BEGIN Source information

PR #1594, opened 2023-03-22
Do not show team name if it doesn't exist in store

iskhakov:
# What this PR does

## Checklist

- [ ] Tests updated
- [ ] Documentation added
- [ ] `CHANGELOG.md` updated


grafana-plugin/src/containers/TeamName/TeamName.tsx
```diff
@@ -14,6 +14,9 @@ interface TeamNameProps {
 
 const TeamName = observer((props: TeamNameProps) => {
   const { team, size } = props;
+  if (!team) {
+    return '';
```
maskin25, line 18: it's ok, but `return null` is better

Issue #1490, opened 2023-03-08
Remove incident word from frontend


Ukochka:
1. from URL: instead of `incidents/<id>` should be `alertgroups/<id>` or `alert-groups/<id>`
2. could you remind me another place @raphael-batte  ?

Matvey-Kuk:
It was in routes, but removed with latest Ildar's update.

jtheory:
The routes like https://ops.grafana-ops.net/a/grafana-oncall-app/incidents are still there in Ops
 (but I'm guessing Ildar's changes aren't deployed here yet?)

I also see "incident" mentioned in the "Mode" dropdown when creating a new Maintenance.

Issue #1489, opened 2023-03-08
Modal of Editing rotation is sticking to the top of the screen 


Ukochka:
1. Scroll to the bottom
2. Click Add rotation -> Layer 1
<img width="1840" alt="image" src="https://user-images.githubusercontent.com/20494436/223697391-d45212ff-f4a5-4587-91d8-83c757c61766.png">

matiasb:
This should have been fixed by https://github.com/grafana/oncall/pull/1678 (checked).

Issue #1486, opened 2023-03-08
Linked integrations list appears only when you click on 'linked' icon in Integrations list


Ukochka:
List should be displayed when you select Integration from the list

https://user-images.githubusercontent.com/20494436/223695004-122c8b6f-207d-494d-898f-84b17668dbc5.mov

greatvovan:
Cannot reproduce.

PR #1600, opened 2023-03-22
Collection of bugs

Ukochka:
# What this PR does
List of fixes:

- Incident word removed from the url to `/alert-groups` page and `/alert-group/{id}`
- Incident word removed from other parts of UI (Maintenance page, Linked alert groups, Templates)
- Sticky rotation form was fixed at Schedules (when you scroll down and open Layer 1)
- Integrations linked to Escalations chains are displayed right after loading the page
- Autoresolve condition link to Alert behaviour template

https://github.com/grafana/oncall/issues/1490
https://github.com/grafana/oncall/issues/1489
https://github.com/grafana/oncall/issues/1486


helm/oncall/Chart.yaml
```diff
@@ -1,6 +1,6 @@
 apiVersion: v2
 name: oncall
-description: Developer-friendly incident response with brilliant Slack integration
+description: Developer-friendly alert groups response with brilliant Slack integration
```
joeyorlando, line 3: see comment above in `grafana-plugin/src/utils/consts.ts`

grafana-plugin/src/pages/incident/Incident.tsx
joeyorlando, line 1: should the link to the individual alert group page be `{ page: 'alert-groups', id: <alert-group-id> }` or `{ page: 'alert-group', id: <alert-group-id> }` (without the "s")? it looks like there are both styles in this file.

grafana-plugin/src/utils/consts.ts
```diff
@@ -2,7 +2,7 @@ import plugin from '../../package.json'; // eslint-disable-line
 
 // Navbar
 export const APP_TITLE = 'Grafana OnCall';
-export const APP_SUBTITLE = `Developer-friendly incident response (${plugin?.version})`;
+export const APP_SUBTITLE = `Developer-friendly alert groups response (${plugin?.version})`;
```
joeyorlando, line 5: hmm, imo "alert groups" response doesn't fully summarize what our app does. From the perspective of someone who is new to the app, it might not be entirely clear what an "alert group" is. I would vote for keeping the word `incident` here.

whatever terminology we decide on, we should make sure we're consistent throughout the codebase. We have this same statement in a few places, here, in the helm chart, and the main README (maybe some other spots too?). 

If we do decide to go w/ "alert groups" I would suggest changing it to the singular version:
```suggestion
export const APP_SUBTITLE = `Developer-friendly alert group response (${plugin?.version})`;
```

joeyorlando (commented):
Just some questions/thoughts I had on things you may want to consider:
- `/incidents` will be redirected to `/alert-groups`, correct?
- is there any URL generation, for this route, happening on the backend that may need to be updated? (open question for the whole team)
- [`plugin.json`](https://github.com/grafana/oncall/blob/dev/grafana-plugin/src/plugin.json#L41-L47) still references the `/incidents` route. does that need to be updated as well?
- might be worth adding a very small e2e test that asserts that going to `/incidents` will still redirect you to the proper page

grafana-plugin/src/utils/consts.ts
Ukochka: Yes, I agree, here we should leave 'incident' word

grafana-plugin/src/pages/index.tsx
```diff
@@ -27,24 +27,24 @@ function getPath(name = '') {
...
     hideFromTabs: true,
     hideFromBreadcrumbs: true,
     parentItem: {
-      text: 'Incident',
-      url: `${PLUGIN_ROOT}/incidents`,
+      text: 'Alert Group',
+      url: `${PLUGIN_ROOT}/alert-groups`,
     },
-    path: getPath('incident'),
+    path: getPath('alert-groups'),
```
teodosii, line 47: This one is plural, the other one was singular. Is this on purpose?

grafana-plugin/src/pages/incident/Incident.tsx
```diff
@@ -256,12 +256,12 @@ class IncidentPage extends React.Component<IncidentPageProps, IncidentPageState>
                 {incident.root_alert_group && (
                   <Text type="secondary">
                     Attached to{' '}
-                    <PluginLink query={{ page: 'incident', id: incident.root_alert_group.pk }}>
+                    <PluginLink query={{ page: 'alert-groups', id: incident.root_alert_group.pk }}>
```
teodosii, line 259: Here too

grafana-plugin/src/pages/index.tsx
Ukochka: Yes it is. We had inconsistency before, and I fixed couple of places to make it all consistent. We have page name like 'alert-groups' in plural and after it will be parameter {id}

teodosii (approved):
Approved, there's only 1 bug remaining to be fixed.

END Source information

• What is needed
Return the entries above word for word.

• Answer space
PR #1594, opened 2023-03-22
Do not show team name if it doesn't exist in store

iskhakov:
# What this PR does

## Checklist

- [ ] Tests updated
- [ ] Documentation added
- [ ] `CHANGELOG.md` updated


grafana-plugin/src/containers/TeamName/TeamName.tsx
```diff
@@ -14,6 +14,9 @@ interface TeamNameProps {
 
 const TeamName = observer((props: TeamNameProps) => {
   const { team, size } = props;
+  if (!team) {
+    return '';
```
maskin25, line 18: it's ok, but `return null` is better

Issue #1490, opened 2023-03-08
Remove incident word from frontend


Ukochka:
1. from URL: instead of `incidents/<id>` should be `alertgroups/<id>` or `alert-groups/<id>`
2. could you remind me another place @raphael-batte  ?

Matvey-Kuk:
It was in routes, but removed with latest Ildar's update.

jtheory:
The routes like https://ops.grafana-ops.net/a/grafana-oncall-app/incidents are still there in Ops
 (but I'm guessing Ildar's changes aren't deployed here yet?)

I also see "incident" mentioned in the "Mode" dropdown when creating a new Maintenance.

Issue #1489, opened 2023-03-08
Modal of Editing rotation is sticking to the top of the screen 


Ukochka:
1. Scroll to the bottom
2. Click Add rotation -> Layer 1
<img width="1840" alt="image" src="https://user-images.githubusercontent.com/20494436/223697391-d45212ff-f4a5-4587-91d8-83c757c61766.png">

matiasb:
This should have been fixed by https://github.com/grafana/oncall/pull/1678 (checked).

Issue #1486, opened 2023-03-08
Linked integrations list appears only when you click on 'linked' icon in Integrations list


Ukochka:
List should be displayed when you select Integration from the list

https://user-images.githubusercontent.com/20494436/223695004-122c8b6f-207d-494d-898f-84b17668dbc5.mov

greatvovan:
Cannot reproduce.

PR #1600, opened 2023-03-22
Collection of bugs

Ukochka:
# What this PR does
List of fixes:

- Incident word removed from the url to `/alert-groups` page and `/alert-group/{id}`
- Incident word removed from other parts of UI (Maintenance page, Linked alert groups, Templates)
- Sticky rotation form was fixed at Schedules (when you scroll down and open Layer 1)
- Integrations linked to Escalations chains are displayed right after loading the page
- Autoresolve condition link to Alert behaviour template

https://github.com/grafana/oncall/issues/1490
https://github.com/grafana/oncall/issues/1489
https://github.com/grafana/oncall/issues/1486


helm/oncall/Chart.yaml
```diff
@@ -1,6 +1,6 @@
 apiVersion: v2
 name: oncall
-description: Developer-friendly incident response with brilliant Slack integration
+description: Developer-friendly alert groups response with brilliant Slack integration
```
joeyorlando, line 3: see comment above in `grafana-plugin/src/utils/consts.ts`

grafana-plugin/src/pages/incident/Incident.tsx
joeyorlando, line 1: should the link to the individual alert group page be `{ page: 'alert-groups', id: <alert-group-id> }` or `{ page: 'alert-group', id: <alert-group-id> }` (without the "s")? it looks like there are both styles in this file.

grafana-plugin/src/utils/consts.ts
```diff
@@ -2,7 +2,7 @@ import plugin from '../../package.json'; // eslint-disable-line
 
 // Navbar
 export const APP_TITLE = 'Grafana OnCall';
-export const APP_SUBTITLE = `Developer-friendly incident response (${plugin?.version})`;
+export const APP_SUBTITLE = `Developer-friendly alert groups response (${plugin?.version})`;
```
joeyorlando, line 5: hmm, imo "alert groups" response doesn't fully summarize what our app does. From the perspective of someone who is new to the app, it might not be entirely clear what an "alert group" is. I would vote for keeping the word `incident` here.

whatever terminology we decide on, we should make sure we're consistent throughout the codebase. We have this same statement in a few places, here, in the helm chart, and the main README (maybe some other spots too?). 

If we do decide to go w/ "alert groups" I would suggest changing it to the singular version:
```suggestion
export const APP_SUBTITLE = `Developer-friendly alert group response (${plugin?.version})`;
```

joeyorlando (commented):
Just some questions/thoughts I had on things you may want to consider:
- `/incidents` will be redirected to `/alert-groups`, correct?
- is there any URL generation, for this route, happening on the backend that may need to be updated? (open question for the whole team)
- [`plugin.json`](https://github.com/grafana/oncall/blob/dev/grafana-plugin/src/plugin.json#L41-L47) still references the `/incidents` route. does that need to be updated as well?
- might be worth adding a very small e2e test that asserts that going to `/incidents` will still redirect you to the proper page

grafana-plugin/src/utils/consts.ts
Ukochka: Yes, I agree, here we should leave 'incident' word

grafana-plugin/src/pages/index.tsx
```diff
@@ -27,24 +27,24 @@ function getPath(name = '') {
...
     hideFromTabs: true,
     hideFromBreadcrumbs: true,
     parentItem: {
-      text: 'Incident',
-      url: `${PLUGIN_ROOT}/incidents`,
+      text: 'Alert Group',
+      url: `${PLUGIN_ROOT}/alert-groups`,
     },
-    path: getPath('incident'),
+    path: getPath('alert-groups'),
```
teodosii, line 47: This one is plural, the other one was singular. Is this on purpose?

grafana-plugin/src/pages/incident/Incident.tsx
```diff
@@ -256,12 +256,12 @@ class IncidentPage extends React.Component<IncidentPageProps, IncidentPageState>
                 {incident.root_alert_group && (
                   <Text type="secondary">
                     Attached to{' '}
-                    <PluginLink query={{ page: 'incident', id: incident.root_alert_group.pk }}>
+                    <PluginLink query={{ page: 'alert-groups', id: incident.root_alert_group.pk }}>
```
teodosii, line 259: Here too

grafana-plugin/src/pages/index.tsx
Ukochka: Yes it is. We had inconsistency before, and I fixed couple of places to make it all consistent. We have page name like 'alert-groups' in plural and after it will be parameter {id}

teodosii (approved):
Approved, there's only 1 bug remaining to be fixed.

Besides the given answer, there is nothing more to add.